--- START ---
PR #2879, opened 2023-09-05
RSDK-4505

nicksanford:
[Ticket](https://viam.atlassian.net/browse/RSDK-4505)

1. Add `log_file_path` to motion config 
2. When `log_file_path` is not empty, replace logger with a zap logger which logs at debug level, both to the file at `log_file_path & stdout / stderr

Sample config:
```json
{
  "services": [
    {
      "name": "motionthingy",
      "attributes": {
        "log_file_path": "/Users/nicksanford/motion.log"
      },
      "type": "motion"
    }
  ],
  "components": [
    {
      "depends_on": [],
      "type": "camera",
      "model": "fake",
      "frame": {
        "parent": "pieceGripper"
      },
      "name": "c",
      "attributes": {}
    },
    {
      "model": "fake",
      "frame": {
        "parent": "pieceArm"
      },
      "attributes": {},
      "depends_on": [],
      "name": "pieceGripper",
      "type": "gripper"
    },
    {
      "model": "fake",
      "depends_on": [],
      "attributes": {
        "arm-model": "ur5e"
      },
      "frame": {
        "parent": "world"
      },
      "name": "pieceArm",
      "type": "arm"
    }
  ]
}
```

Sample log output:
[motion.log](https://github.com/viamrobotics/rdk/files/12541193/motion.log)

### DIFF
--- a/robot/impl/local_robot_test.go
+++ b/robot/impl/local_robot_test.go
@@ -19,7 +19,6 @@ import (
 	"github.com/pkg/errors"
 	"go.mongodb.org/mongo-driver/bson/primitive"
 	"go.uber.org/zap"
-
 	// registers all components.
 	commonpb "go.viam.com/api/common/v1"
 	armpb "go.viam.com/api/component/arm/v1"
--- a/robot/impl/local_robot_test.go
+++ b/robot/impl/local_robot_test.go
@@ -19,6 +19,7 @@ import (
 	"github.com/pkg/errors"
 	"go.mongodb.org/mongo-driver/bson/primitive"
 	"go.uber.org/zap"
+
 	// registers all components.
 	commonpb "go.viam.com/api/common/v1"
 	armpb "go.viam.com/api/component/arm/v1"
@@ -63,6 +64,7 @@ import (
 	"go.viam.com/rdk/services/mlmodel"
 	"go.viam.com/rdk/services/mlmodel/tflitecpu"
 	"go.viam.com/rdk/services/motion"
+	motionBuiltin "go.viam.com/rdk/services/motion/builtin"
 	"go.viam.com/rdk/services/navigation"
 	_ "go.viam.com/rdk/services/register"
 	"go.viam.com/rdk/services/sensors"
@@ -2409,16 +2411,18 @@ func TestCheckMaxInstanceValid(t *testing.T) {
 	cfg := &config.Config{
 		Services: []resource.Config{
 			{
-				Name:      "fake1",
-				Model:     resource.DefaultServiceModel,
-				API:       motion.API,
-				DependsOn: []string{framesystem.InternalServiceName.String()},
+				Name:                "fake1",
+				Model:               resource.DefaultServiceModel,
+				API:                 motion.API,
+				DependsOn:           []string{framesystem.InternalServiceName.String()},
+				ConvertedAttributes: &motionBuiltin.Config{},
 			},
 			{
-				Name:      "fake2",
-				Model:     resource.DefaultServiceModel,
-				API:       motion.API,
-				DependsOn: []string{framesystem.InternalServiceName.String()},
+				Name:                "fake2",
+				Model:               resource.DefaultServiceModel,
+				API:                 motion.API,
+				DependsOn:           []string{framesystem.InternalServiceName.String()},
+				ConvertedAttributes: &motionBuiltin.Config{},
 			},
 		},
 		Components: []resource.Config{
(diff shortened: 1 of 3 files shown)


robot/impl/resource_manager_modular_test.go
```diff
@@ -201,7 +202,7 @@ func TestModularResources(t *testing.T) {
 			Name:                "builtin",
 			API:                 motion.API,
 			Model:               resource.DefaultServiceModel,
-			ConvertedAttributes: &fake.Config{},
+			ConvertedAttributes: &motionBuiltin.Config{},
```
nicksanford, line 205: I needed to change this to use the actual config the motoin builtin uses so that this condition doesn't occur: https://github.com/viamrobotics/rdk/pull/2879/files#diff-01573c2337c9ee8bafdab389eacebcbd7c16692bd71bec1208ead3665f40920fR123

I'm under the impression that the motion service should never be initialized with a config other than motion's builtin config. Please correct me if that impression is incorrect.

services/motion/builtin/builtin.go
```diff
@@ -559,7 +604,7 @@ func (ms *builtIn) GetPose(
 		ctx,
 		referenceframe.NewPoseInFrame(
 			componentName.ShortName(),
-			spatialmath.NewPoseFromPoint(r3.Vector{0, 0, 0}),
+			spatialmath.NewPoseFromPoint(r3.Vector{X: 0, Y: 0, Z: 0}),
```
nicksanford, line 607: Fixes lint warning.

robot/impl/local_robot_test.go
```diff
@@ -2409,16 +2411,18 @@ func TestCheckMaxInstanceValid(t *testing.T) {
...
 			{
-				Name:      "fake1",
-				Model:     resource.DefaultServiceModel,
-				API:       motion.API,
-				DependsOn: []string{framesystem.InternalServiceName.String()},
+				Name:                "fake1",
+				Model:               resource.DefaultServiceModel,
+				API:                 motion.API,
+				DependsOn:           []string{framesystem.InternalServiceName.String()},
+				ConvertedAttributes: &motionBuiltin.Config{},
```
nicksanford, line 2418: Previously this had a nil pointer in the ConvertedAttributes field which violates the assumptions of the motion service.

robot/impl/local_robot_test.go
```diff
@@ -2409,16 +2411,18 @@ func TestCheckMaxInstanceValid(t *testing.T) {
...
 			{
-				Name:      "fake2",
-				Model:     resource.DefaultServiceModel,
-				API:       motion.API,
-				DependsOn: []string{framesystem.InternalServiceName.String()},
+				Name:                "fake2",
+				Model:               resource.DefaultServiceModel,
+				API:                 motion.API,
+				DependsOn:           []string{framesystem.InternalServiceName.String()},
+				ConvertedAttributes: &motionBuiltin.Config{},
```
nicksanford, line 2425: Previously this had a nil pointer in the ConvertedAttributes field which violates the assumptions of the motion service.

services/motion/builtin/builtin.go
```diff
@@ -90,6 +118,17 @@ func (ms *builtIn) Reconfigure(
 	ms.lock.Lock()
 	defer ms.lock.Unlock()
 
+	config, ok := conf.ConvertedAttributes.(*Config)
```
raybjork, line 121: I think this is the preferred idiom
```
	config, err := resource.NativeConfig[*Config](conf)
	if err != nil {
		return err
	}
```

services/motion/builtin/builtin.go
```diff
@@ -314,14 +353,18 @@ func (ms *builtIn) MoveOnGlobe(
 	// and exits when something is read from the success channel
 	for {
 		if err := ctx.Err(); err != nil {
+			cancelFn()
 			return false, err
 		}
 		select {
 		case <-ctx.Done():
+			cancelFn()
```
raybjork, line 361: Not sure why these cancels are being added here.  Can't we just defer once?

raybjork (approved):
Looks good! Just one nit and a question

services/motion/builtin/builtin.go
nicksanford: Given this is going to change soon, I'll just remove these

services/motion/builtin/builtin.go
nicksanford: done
--- END ---
Nothing but a number should be given: how many lines of the material contain "that".

*Written answer*
2